Please find the lines in the entries below that contain the word "twxs", and copy each one.

Stored items:
★ ★ ★ ★ ★ ★ ★
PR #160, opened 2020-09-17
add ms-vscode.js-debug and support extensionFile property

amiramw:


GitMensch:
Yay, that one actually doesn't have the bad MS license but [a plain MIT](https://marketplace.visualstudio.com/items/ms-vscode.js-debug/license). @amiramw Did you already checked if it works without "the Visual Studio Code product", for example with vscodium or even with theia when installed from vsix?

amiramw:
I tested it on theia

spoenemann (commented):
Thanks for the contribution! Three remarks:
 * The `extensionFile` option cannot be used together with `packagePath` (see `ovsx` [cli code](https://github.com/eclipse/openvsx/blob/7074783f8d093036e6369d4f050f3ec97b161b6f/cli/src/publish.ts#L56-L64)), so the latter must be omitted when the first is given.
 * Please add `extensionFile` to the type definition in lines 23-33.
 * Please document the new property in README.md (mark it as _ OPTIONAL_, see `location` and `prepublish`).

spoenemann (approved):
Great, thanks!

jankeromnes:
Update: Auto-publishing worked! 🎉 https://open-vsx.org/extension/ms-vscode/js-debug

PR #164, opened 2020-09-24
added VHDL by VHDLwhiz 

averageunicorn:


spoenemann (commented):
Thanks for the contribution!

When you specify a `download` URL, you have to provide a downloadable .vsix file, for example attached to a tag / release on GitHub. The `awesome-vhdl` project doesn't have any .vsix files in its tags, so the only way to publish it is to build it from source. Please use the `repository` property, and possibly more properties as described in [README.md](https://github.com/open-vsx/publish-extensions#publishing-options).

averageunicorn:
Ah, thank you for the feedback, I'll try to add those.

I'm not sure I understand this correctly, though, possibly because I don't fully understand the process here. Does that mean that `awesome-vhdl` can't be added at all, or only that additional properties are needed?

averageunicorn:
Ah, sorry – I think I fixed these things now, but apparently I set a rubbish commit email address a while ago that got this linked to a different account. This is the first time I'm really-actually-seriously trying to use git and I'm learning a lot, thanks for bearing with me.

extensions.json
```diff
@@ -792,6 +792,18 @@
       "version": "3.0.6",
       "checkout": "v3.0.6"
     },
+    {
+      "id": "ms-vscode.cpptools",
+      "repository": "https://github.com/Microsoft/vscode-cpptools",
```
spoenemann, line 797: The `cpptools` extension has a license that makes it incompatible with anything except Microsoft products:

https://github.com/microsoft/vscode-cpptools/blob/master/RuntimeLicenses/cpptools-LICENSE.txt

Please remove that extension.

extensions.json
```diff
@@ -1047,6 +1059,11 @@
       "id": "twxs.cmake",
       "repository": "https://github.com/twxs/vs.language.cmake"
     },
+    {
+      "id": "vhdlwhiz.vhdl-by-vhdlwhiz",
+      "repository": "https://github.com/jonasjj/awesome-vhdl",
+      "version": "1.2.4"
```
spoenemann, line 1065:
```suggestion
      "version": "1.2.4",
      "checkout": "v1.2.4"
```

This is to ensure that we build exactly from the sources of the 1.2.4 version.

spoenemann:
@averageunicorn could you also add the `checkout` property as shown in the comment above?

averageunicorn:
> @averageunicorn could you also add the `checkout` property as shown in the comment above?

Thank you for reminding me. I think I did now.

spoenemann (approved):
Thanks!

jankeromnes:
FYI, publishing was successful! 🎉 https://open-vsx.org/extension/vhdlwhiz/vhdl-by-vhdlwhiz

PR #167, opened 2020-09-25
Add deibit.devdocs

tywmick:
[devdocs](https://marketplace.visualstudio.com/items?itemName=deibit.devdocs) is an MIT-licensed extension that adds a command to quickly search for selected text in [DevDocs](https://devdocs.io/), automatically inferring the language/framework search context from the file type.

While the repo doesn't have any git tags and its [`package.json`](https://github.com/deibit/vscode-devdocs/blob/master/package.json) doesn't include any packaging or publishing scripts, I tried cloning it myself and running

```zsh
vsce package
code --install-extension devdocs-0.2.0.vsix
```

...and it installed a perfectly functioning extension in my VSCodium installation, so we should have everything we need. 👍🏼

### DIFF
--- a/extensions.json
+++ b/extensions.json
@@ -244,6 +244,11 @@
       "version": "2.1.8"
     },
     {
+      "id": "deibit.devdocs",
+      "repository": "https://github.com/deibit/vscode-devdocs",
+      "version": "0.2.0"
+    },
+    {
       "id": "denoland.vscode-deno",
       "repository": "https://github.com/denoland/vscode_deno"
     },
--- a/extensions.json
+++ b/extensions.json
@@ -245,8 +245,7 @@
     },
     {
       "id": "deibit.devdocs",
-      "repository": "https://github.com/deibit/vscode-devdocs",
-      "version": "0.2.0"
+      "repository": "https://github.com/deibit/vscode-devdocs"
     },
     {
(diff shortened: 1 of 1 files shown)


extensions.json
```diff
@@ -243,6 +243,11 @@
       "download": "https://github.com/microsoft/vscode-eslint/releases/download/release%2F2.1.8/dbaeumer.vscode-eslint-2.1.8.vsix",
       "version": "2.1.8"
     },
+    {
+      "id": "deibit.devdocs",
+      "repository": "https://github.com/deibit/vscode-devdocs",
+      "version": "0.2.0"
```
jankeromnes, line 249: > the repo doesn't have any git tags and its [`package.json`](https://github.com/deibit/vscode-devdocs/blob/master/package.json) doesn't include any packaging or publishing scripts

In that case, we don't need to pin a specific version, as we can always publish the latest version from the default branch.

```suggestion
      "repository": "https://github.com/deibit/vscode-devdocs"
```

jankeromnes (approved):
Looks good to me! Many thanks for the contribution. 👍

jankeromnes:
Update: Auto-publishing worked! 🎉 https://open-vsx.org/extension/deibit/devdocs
★ ★ ★ ★ ★ ★ ★
**Answer to this problem:**
       "id": "twxs.cmake",
       "repository": "https://github.com/twxs/vs.language.cmake"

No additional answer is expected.